大地震は本当に来るのか? もうその問いかけは何の意味もなさない。M7級の首都直下型地震は間違いなくやってくると考えて、対策を施すしかない。防災グッズの準備も大切だが、直下型の場合は家の倒壊に備えるべく、地盤のチェックも極めて重要となる。
地盤によって揺れの大きさが異なるが、実際、首都圏は“どこがどれほど”揺れやすいのだろうか。
それを左右する大きな要素のひとつが土地の歴史。かつて、そこがどのような土地であったのかを知ることが大きな手がかりとなる。住まい選びに詳しい東京情報堂の中川寛子さんは、「土地の歴史は名前に表れる」と説明する。
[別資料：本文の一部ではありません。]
PR #556, opened 2020-09-23
Port babel-parser changes from 2020-04-12 to 2020-07-22

Rugvip:
a466f 5 months ago fix: report missing plugins on type exports (#11417)
🚫 Looks like this is already covered by the existing isTS and isFlow cases

fba64 5 months ago fix: disallow expression after binding identifier `of` (#11355)
🚫 Sucrase doesn't use token contexts.

40c51 5 months ago Set exprAllowed to false for star token (#11449)
🚫 Sucrase doesn't use token contexts.

2e4f18 5 months ago Add some parser missing plugins errors (#11478)
🚫 Validation related to babel plugins only.

fa98a 5 months ago docs: update AST spec (#11492)
🚫 Docs update

9c284 5 months ago (tag: v7.9.6) v7.9.6
🚫 Release only

90a91 5 months ago Update Flow to 0.123.0 (#11500)
🚫 Flow version bump with one change to the tokenizer that isn't present in sucrase

31b36 5 months ago Use ?. where it represents the intended semantics (#11512)
🚫 Refactor to make use of ?. in the all of babel, separate effort in sucrase if needed

2f31e 4 months ago fix: allow bigInt in method name and TSLiteralType (#11547)
✅ Skipped refactor of isLiteralPropertyName in utils, but ported bigint type literal support + added test

62e68 4 months ago Fix comments for smartPipeline topic-forbidding contexts (#11597)
🚫 Comment update related to contexts

5dd7f 4 months ago Enable `import.meta` by default in `@babel/parser` (#11406)
🚫 Import meta is already always parsed

66b86 4 months ago added basic support for module attributes and tests updated (#10962)
🚫 Skipped as this is the implementation of a stage 1 proposal - the proposal is now stage 3 though, but is perhaps a separate effort? https://github.com/tc39/proposal-import-assertions

74590 4 months ago Add private-property-in-object support (#11372)
✅ Ported

bda75 4 months ago Handle private access chained on an optional chain (#11248)
✅ Ported

5da24 4 months ago (tag: v7.10.0) v7.10.0
🚫 Release only

242d9 4 months ago Use `repository.directory` field in `package.json` files (#11625)
🚫 Just babel package.json stuff

88f57 4 months ago (tag: v7.10.1) v7.10.1
🚫 Release only

b5c4a 4 months ago refactor: split locationParser into ParserErrors and error message (#11653)
🚫 Skipped, error message related refactoring

b0350 4 months ago (tag: v7.10.2) v7.10.2
🚫 Release only

71d352 4 months ago Properly parse `export default from` when `exportDefaultFrom` is not enabled (#11676)
✅ Ported the change, but was likely working already.

41085 4 months ago Update prettier to v2 (#11579)
🚫 Skipped, formatting change

b27ab 3 months ago fix: add optional: false to MemberExpression (#11709)
🚫 estree not supported.

e15a5 3 months ago Fix innercomments (#11697)
🚫 Sucrase skips comments

eea15 3 months ago Migrate from "master" branch to "main" (#11715)
🚫 Branch rename

2787e 3 months ago (tag: v7.10.3) v7.10.3
🚫 Release only

30835 3 months ago fix: implement early errors for record and tuple (#11652)
🚫 Error handling only

beca7 3 months ago Add better parser error when using jsx (#11722)
🚫 Error handling only

75c23 3 months ago Add @babel/eslint-plugin-development-internal (#11376)
🚫 Linter changes only

7fd40d 3 months ago (tag: v7.10.4) v7.10.4
🚫 Release only

b1b21 3 months ago docs: add AST spec on optional chain [skip ci] (#11729)
🚫 Documentation change only

d6762 3 months ago fix: throw expect jsx plugin error when an idStart or > is seen (#11774)
🚫 Error handling only

02c8f 3 months ago fix: add optional: false to chained optional call expression (#11814)
❓ Sets node.optional, assuming this can be skipped since optional chaining is handled differently in Sucrase?

f7964 2 months ago (tag: v7.10.5) v7.10.5
🚫 Release only

8f191 10 weeks ago chore: fix typo in codebase (#11846)
🚫 These typos aren't present in Sucrase

f4eeff 10 weeks ago fix: correctly set innerEndPos in CoverParenthesizedExpressionAndArrowParameterList (#11847)
🚫 Fix for cone that's not present in Sucrase

3680f 9 weeks ago fix: allow 09.1_1 and 09e1_1 in sloppy mode (#11854)
🚫 Sucrase doesn't have separate handling of octals so this was not needed

2bf38 9 weeks ago fix: disallow \8, \9 in strict mode string (#11852)
🚫 Error handling only

059e91 8 weeks ago Add decimal parsing support (#11640)
✅ Ported

d7347f 8 weeks ago eslint-parser: ES2020 features (#11815)
🚫 estree not supported.

5b4b3 3 months ago TypeScript 4.0: Allow spread in the middle of tuples (#11753)
✅ Added tests, but the change did not need to be ported

8a1d7e4 3 months ago Allow unknown/any in TS catch clause param (#11755)
✅ Ported + added TypeScript tests, only change needed to support catch clause params

9e666 3 months ago Follow-up on initial TS4 catch param support (#11767)
🚫 Skipped, this detail is not included in the TypeScript parser in sucrase

eba4c 2 months ago TypeScript 4.0: Support labeled tuple elements (#11754)
✅ Ported, excluding validation logic

0e985 9 weeks ago feat: enable numericSeparator parsing support (#11863)
🚫 Skipped, already supported

b651a 9 weeks ago Enable logical assignment by default in @babel/parser (#11860) (#11869)
🚫 Skipped, already supported

### DIFF
--- a/src/parser/plugins/typescript.ts
+++ b/src/parser/plugins/typescript.ts
@@ -367,6 +367,7 @@ function tsParseMappedType(): void {
 function tsParseTupleType(): void {
   expect(tt.bracketL);
   while (!eat(tt.bracketR) && !state.error) {
+    // Do not validate presence of either none or only labeled elements
     tsParseTupleElementType();
     eat(tt.comma);
   }
@@ -376,11 +377,17 @@ function tsParseTupleElementType(): void {
   // parses `...TsType[]`
   if (eat(tt.ellipsis)) {
     tsParseType();
-    return;
+  } else {
+    // parses `TsType?`
+    tsParseType();
+    eat(tt.question);
   }
-  // parses `TsType?`
-  tsParseType();
-  eat(tt.question);
+
+  // The type we parsed above was actually a label
+  if (eat(tt.colon)) {
+    // Labeled tuple types must affix the label with `...` or `?`, so no need to handle those here
+    tsParseType();
+  }
 }
 
 function tsParseParenthesizedType(): void {
--- a/src/parser/plugins/typescript.ts
+++ b/src/parser/plugins/typescript.ts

「水辺そのものを示す『川』『岸』、水辺に関連する建造物の『橋』『堤』などは要注意ワード。こうした文字がはいった地名の所は昔は池や川、海だったことが多いです。『窪』『池』『沢』など水に関するサンズイのはいった地名や『荻』『蒲』『菅』など水辺に見られる動植物に関連する文字がはいった地名も以前は水辺であったことを示しており、地盤が弱いことが多いですね」(中川さん)
海沿いではない「池袋」(豊島区)「沼袋」(中野区)「下北沢」(世田谷区)なども、地名から水と深い関係のあった土地だったことがわかる。
「池袋は諸説ありますが、もともと“袋状の窪地”が名前の由来だそうで、沼袋は低湿地でした。下北沢は“北にある沢”が由来です。いずれも水と関係する場所なので地盤が弱い可能性があります」(中川さん)
地名に『台』『丘』『山』など高台を意味する言葉は安心なように思えるが、そこにはこんな落とし穴も。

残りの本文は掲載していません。